I enjoy when using tech tools on my extremely femme-gendered hobby projects makes them feel out-of-genre important

What an interesting way to trigger some stereotype incongruence and realize how much "tech weight" we give things just by all these relatively shallow signifiers

Look at that font. She must have a hacker brain
Are there things that make work "look Technical" to you? Are there secret signifiers you have become aware of? I love hearing people notice these things
@grimalkina off the top of my head: monospaced fonts, dark mode, hosting things in source control, customer service with issue trackers rather than ticketing systems, Markdown (sort of, that gets complicated), command-line instructions or aesthetics
@glyph @grimalkina diagrams in Visio/Figma, as opposed to Miro boards which tend to be used by people coded as non-technical
@glyph @grimalkina additionally, using keyboard shortcuts and macros; anything that involves changing options, installing additional software.
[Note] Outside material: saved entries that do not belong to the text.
PR #590, opened 2026-03-19
Keep review page in sync with Firebase during review

jfkonecn:
Closes https://github.com/oncokb/oncokb-pipeline/issues/1116

AI Generated Summary:

Rejecting one review item could leave stale review state in ReviewPage, so later accepts were still operating on an outdated root review tree. In the repro case, rejecting the description and then accepting oncogenicity/pathogenicity caused the old description data to remain on the curation page because the review UI was not re-synced from Firebase after those changes.

This change switches the review page from one-time Firebase reads to live listeners for both gene data and review metadata. That keeps the computed root review tree current as review actions update Firebase, so child components rerender against fresh state and rejected fields do not get reintroduced by subsequent review actions. It also keeps the accept-all flow aligned with the listener-based refresh model and softens the staging save failure path so local review work is not interrupted by staging connectivity issues.

### DIFF
--- a/src/main/webapp/app/pages/curation/review/ReviewPage.tsx
+++ b/src/main/webapp/app/pages/curation/review/ReviewPage.tsx
@@ -10,7 +10,7 @@ import { getFirebaseGenePath, getFirebaseMetaGenePath } from 'app/shared/util/fi
 import { componentInject } from 'app/shared/util/typed-inject';
 import { getSectionClassName, useDrugListRef } from 'app/shared/util/utils';
 import { IRootStore } from 'app/stores';
-import { get, ref, set } from 'firebase/database';
+import { onValue, ref, set } from 'firebase/database';
 import { observer } from 'mobx-react';
 import React, { useEffect, useState } from 'react';
 import { Alert, Col, Row } from 'reactstrap';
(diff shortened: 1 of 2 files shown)


src/main/webapp/app/pages/curation/review/ReviewPage.tsx
```diff
@@ -51,23 +51,30 @@ const ReviewPage: React.FunctionComponent<IReviewPageProps> = (props: IReviewPag
...
+    if (!geneEntity || !props.firebaseInitSuccess || !props.firebaseDb || !hugoSymbol) {
       return;
     }
-    // Fetch the data when the user enters review mode. We don't use a listener
-    // because there shouldn't be another user editing the gene when it is being reviewed.
-    const geneDataSnapshot = await get(ref(props.firebaseDb, firebaseGenePath));
-    setGeneData(geneDataSnapshot.val());
-    const metaReviewSnapshot = await get(ref(props.firebaseDb, firebaseMetaReviewPath));
-    setMetaReview(metaReviewSnapshot.val());
-  };
```
calvinlu3, line 64: Is there a way to fix this bug without removing this? One of the reasons I can remember is that we don't want the screen to have so many moving parts when the listener gets triggered. (ie the collapsibles start to get condensed after accepting/rejecting something)

calvinlu3: I think an option can be that when we call `getCreateUpdateObject(..., reviewLevel,...)`, we can choose to not use the reviewLevel (which was generated once when user enters review mode) and choose to fetch the latest data for only that path from firebase.

calvinlu3 (changes requested):

src/main/webapp/app/pages/curation/review/ReviewPage.tsx
jfkonecn: Is there a way we can prove that having the listener is or is not a problem?

calvinlu3: Maybe let's have a call about this, might be easier to explain.

jfkonecn:
I made a new PR
https://github.com/oncokb/oncokb-transcript/pull/593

Particularly in corporate environments where non-technical staff don't usually have rights to install anything, having non standard software installed is a flex of sorts

@flexasync @glyph @grimalkina
I am that cliché.

Using a different keyboard layout.
Know how to exit vim
And the extension of that: use vim keybindings wherever possible.

But then again, I knew/know some brilliant techy people who where pretty vanilla operating system persons 🤷‍♂️

@Garonenur @flexasync @glyph that is why these are stereotype associations, not maps to reality!